路斂光閉了閉眼,評估了一下自己的醉意,確定自己沒有醉到會失去控制的程度,然后忽然上前抱住了唐簇。
“好啊。”路斂光抱著他說,“你真好。”
這喧囂的夜色中,多得是在酒店門口擁抱告別的人,沒有人注意他們,但唐簇還是羞赧不安地掙動了一下,悶悶道:“……我還以為你不想去。”
“我想去!你親自給我做解酒湯,我怎么可能不想去?”
這會兒沉浸在甜蜜里的路斂光并沒有料到,靈芝解酒湯還有糖醋口味的。
一個小時之后,坐在唐簇公寓的吧臺上,干下三杯白酒連眉頭都不皺一下的路斂光,面對一碗加糖加醋的靈芝解酒湯陷入了沉思。
第四十四章 此禮物贈片羽
“怎么了?”唐簇收拾了廚具,轉過身看到他還沒有動,催促道,“趁熱喝,效果好。”
路斂光:“……”
他仔細地觀察唐簇的眼神,寄希望于是自己亂喝酒惹唐簇生氣了,他正故意整他。唐簇無辜茫然地和他對視了一會兒,眼里有擔心的焦慮,有羞澀的期待,就是沒有戲謔。
……真要命,他是認真的。
路斂光在愛情和自己挑剔的口味之間一秒都沒猶豫,果斷地拋棄了后者,為了愛情咬牙一口悶了那一小碗解酒湯。
微苦的中藥味詭異地混著甜酸,真是提神醒腦,路斂光喝完立即灌了半杯水。
唐簇不安道:“怎么了……不好喝嗎?”
“好喝的!”路斂光昧著良心說,他見不得唐簇失望,半個字不提糖醋的事,硬把鍋推到無辜的靈芝身上,“就是靈芝太苦了。”
“靈芝就是苦的呀。”唐簇失笑道,在他身邊坐下來,手里捧著路斂光上個月給他買的那只廉價馬克杯,“下一次……不要這樣喝了。”
這話中的立場太親近了,唐簇有些不自然,咬著杯沿假裝喝水,路斂光看著他羞澀躲閃的樣子心癢難耐,酒精還是對他產生了些微妙的影響,他惡劣的本性有些壓不住,伸手把唐簇的杯子拿走了。
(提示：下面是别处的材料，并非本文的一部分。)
PR #11865, opened 2021-08-17
Added iframe execution environment

shanejonas:
This adds the [Iframe Execution Environment](https://github.com/MetaMask/iframe-execution-environment/) as the default service used for snaps.

image

### DIFF
--- a/app/scripts/metamask-controller.js
+++ b/app/scripts/metamask-controller.js
@@ -32,6 +32,7 @@ import {
   ExternalResourceController,
   WebWorkerExecutionEnvironmentService,
 } from '@mm-snap/controllers';
+import { IframeExecutionEnvironmentService } from '@mm-snap/iframe-execution-environment-service';
 import { TRANSACTION_STATUSES } from '../../shared/constants/transaction';
 import { MAINNET_CHAIN_ID } from '../../shared/constants/network';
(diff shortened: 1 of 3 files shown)


app/scripts/metamask-controller.js
```diff
@@ -382,9 +382,11 @@ export default class MetamaskController extends EventEmitter {
       initState.PermissionsMetadata,
     );
 
-    this.workerController = new WebWorkerExecutionEnvironmentService({
+    this.workerController = new IframeExecutionEnvironmentService({
       setupPluginProvider: this.setupPluginProvider.bind(this),
-      workerUrl: WORKER_BLOB_URL,
+      iframeUrl: new URL(
+        'https://metamask.github.io/iframe-execution-environment/',
```
rekmarks, line 388: We're probably going to need to figure out a different place to host this, but it's fine to in-line it for now.

rekmarks (dismissed):
Yissssssss

rekmarks (approved):

app/scripts/metamask-controller.js
shanejonas: also, if this url was on IPFS I think it would be better when we get more production ready. Content addressable gives us nice benefits.

PR #11871, opened 2021-08-18
Fix content cutoff issue (Mobile Sync View)

ryanml:
There was an unneeded `margin-top` value being applied from the `new-account-import-form` rules, which are used elsewhere

Popup view:
Screen Shot 2021-08-18 at 12 22 19 AM

### DIFF
--- a/ui/pages/mobile-sync/mobile-sync.component.js
+++ b/ui/pages/mobile-sync/mobile-sync.component.js
@@ -408,7 +408,10 @@ export default class MobileSyncPage extends Component {
     const { password } = this.state;
 
     return (
-      <div className="new-account-import-form__buttons" style={{ padding: 30 }}>
+      <div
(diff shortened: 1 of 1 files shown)


ui/pages/mobile-sync/mobile-sync.component.js
```diff
@@ -408,7 +408,10 @@ export default class MobileSyncPage extends Component {
     const { password } = this.state;
 
     return (
-      <div className="new-account-import-form__buttons" style={{ padding: 30 }}>
+      <div
+        className="new-account-import-form__buttons"
```
ryanml, line 412: Ideally the mobile sync component would have its own set of css rules, but they are borrowed elswhere, hence the pre-existing `padding` overridee

danjm (approved):

tmashuang (approved):
LGTM

PR #11720, opened 2021-08-02
_locales/en/messages.json - The default network ... is Mainnet.

paulvi:
not "Main Net", see https://eips.ethereum.org/EIPS/eip-2228

Explanation:  The name of the network is correct, but comment was incorrect

Manual testing steps:  
  - this is only resource string(s)

PR #11880, opened 2021-08-18
Update verbiage of Main Net to Mainnet

darkwing:
Supercedes https://github.com/MetaMask/metamask-extension/pull/11720 ; thank you @paulvi!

唐簇下意識地要拿回來,路斂光一把抓住了他的手——拉住就不松手了,問道:“你在婚禮上偷著樂什么呢?就是我和仁者無敵聊天的時候。”
唐簇臉上一紅,假裝沒有聽到的樣子,想要掙開他的手去拿杯子:“還給我。”
“你告訴我,我就還給你。”路斂光惡劣地說,“不然就不給你了。”
唐簇掙不過他,委屈地看著自己的杯子,只能滿臉通紅磕磕絆絆地把鐘一輪和仁者無敵關于“誰的家屬好看”的那一套講了。
路斂光笑到拿不住杯子,唐簇趁機把他的寶貝馬克杯搶了回來,后知后覺地發現自己又被路斂光逗了,暗自抱著杯子生悶氣。